Les poètes ont souvent chanté leurs gestes et leurs destins. Mais les voyageurs sans bagages, les exilés sans fortune et les aventuriers sans fortune et les aventuriers de la faim esseulés et quémandeurs eurent rarement droit aux honneurs de la poésie épique. Giulio-Enrico constate que ces migrations là semblent bien être du passé. La géographie politique du monde a changé, s’est figée, comme un vaste champ de terre argileuse mais fertile, tout fendillé par la sécheresse, brisé en milliers de mottes inégales et profondément divisées. La sécheresse, c’est les lois politico-économiques et les cœurs des politiciens, que le sang des persécutés et les larmes des déshérités n’attendrissent pas. Les hommes n’ont pas foncièrement changé. Il y en des bons, de moins bons et des mauvais, mais dans leur majorité, ils ne sont pas si mauvais que ça, seulement terriblement égoïstes et bornés.
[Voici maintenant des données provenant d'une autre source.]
PR #1248, opened 2021-12-28
Fix conceallevel=2 to LspHover preview

heavenshell:
Hi, I'm using `g:lsp_hover_ui = 'preview'`.
When hover with preview window, conceal has been shown.

Before
スクリーンショット 2021-12-29 1 07 33

After
スクリーンショット 2021-12-29 1 08 41

When using `float`, concellevel set as `2`.
https://github.com/prabirshrestha/vim-lsp/blob/858a5adeaae6283b8a061c8604b875be7048b2e3/autoload/lsp/internal/document_hover/under_cursor.vim#L233

I add same value to preview.
But, should we use `g:lsp_hover_conceal` value instead?


mattn (approved):

hrsh7th:
LGTM!

heavenshell:
Thank you!

PR #443, opened 2020-01-21
remove x bottom padding

bendansby:
The close x on the modal is clipped in Safari. This fixes it.
Untitled 2020-01-21 14_53_06


bendansby:
The focus looks good in Safari but not Chrome! Given the choice between crappy x in Safari or crappy focus in Chrome, I'll go with the latter 😆

PR #441, opened 2020-01-16
Lab/customizable select

tesk9:
For https://www.pivotaltracker.com/story/show/170709954

Adds Nri.Ui.Select.V7, which customizes the arrows used to indicate that this element is a dropdown. Replaces https://github.com/NoRedInk/noredink-ui/pull/119.

This PR also adjusts the border (adds error color, focus color, and increases bottom width) per "Inputs" guidelines in the zeplin styleguide.

Screen Shot 2020-01-16 at 1 16 06 PM

<details>
<summary>Kinda hard to see given focus outline, but the border is blue on focus.
</summary>

Screen Shot 2020-01-16 at 1 16 14 PM

</details>

cc @NoRedInk/design

PR #445, opened 2020-01-22
bump to 7.18.0

BrianHicks:
bumps to 7.18.0, which adds Nri.Ui.Select.V7 from #441


BrianHicks:
oh look I'm leaving myself a gif what a maverick

PR #446, opened 2020-01-27
Fix overflow in selectors

BrianHicks:
Selectors currently look a little funny if the text would be long enough to go under the arrows.

This fixes selectors to truncate instead:

image

### DIFF
--- a/src/Nri/Ui/Select/V7.elm
+++ b/src/Nri/Ui/Select/V7.elm
@@ -103,8 +103,9 @@ view config =
 
             -- Size and spacing
             , Css.height (Css.px 45)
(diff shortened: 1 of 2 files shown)


BrianHicks:
@NoRedInk/design what do you think?

BrianHicks:
note: Chrome does not respect `text-overflow: ellipsis` in select boxes but Safari and Firefox both do. It's a huge pain to get Chrome to respect the setting, requiring some dubious DOM changes to get working. I don't think it warrants the effort in this case.

bendansby:
Looks good! Thanks for the fix.

PR #448, opened 2020-01-29
Dansby/button v10

bendansby:
Adds v10 of the button, which zeroes out margin.


tesk9:
I'm wondering if we should change the API a bit here in order to try to prevent style collisions that don't work out predictably. Maybe we should add a `css` helper and try to only add elm-css styles once.. I suppose we could also have `custom` only take Html.Attributes instead of Html.Styled.Attributes to keep users from doing `Button.custom [ css [] ]`, since apparently it's not safe to do. That latter suggestion sounds inconvenient... but it would be safer.

bendansby:
I'm totally out of my depth when it comes to those ideas, so I fully defer to you!

bendansby:
Any conclusions @tesk9 ?

tesk9:
I made some API changes -- added `css` to a new version of ClickableText and to Button.V10. Thinking more on it, we could also change ClickableText.V3 in place... I'm going to request a review from another developer and see where we end up!

terezka:
Oh, you already saw that!

tesk9:
@terezka thanks for reviewing! I'll change it to be a minor update -- that'll be easier to deal with in the monolith for sure

PR #450, opened 2020-02-03
New checkbox API

terezka:
Additionally to revamping the api, this adds opacity to disabled label, as the designers style guide [prescribes](https://app.zeplin.io/project/5973fb495395bdc871ebb055/screen/597e878eac1fe12b4829df30
). 

>
>


src/Nri/Ui/PremiumCheckbox/V6.elm
```diff
@@ -32,7 +32,7 @@ import Nri.Ui.Pennant.V1 exposing (premiumFlag)
 view :
     { label : String
     , id : String
-    , selected : Checkbox.IsSelected
```
terezka: FYI: I checked in our code (monolith and monorepo) and we never use this name directly, so it will not require an update.

src/Nri/Ui/Checkbox/V6.elm
```diff
@@ -0,0 +1,640 @@
...
+    - `onChange` is the handler called when the state changes.
+
+-}
+checkbox :
+    { identifier : String
+    , label : String
+    , anonymous : Bool
+    , selected : Selected
+    , onChange : Bool -> msg
+    }
```
avh4: Should we switch to the new style of API of having `checkbox : List Checkbox.Attribute -> Html` ?   I guess label, selected, onChange should always be required,   but I think identifier could be option (generate from the label if not given),  anonymous (hidden label) is only needed occasionally,  and disabled/locked could make sense as an attribute instead of as a separate function.   Switching to attributes would also make it nicer for selected, since we could have both `selected : Bool -> Attribute` and `maybeSelected : Selected -> Attribute`

terezka: I have a few concerns with that approach:
- You loose the ability to prevent faulty configurations.
- If one makes a faulty configuration, it won't necessarily be obvious what the result is.
- You can set the same attribute twice, overriding the first without knowing.
- More lookups in documentation to see what attribute to use.

Personally, I prefer to just be explicit about the API, but if NRI already took a stand on the issue, I'm happy to oblige.

jwoudenberg:

PR #451, opened 2020-02-04
Icon center

bendansby:
A tweak to outfox https://www.pivotaltracker.com/story/show/171053637


tesk9:
@bendansby I'm a bit nervous about changing Nri.Ui.Icon.V5.. Also, since it's a deprecated component, I'd prefer to fix issues by updating uses to the UiIcon and Svg. I'm making a separate PR doing so

bendansby:
OK! Thanks for assistance

PR #452, opened 2020-02-12
Clickable text underline

bendansby:
Changes the clickable text hover style to be a bottom border rather than text-decoration

image


bendansby:
>Why do we want to use a border instead of text decoration

Because it looks better! (to me :-)

bendansby:
>Could you please add this change to the "post-release patch changes" section at the top of the doc?

Done!

bendansby:
>I'm going to see if I can get a PR through to the monolith that'll protect us before this merges

Thank you!

tesk9:
Made a PR here: https://github.com/NoRedInk/NoRedInk/pull/26334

C’est justement cette majorité (celle des bornés et des égoïstes) que représentent les décideurs politiques dans nos démocraties que nous croyons si enviables. Elles valent sans doute mieux que les tyrannies, mais que de calcul, que de sécheresse !
Le pouvoir politique en place ces dernières années, pratiquait une politique de l’exclusion.
Les demandeurs d’asile ont été déboutés en nombre. On les renvoyait vers les pays du Sud, alors que nous sommes responsables de bien des situations économiques et politiques désastreuses dans les pays du Sud.
Nous profitons largement des richesses des pays du Sud, nous les avons exploités tout au long de l’histoire de l’humanité et nous les exploitons encore. Nous avons soumis les pays du Sud, à tel point qu’aujourd’hui bien des pays du Sud ont versé dans des dictatures innommables.
Ne nous faudrait-il pas ouvrir nos frontières de plein gré, offrir l’asile au plus grand nombre, si nous voulons éviter qu’un jour prochain nous ne soyons envahis par des centaines de milliers, par des millions d’individus menacés de famine, menacés par des gouvernements militaires radicaux, menacés par le manque d’eau potable !
Quel bonheur pour nos enfants d’apprendre une partie de la culture de ces enfants venus d’ailleurs, de pays où coutumes et traditions sont différentes des nôtres. Le mélange des races et des cultures a été de tous temps un bienfait pour l’humanité. Si nous refusons cela, alors retranchons-nous dans nos villes et nos villages, fermons les frontières, occultons nos fenêtres, barricadons-nous derrière nos portes.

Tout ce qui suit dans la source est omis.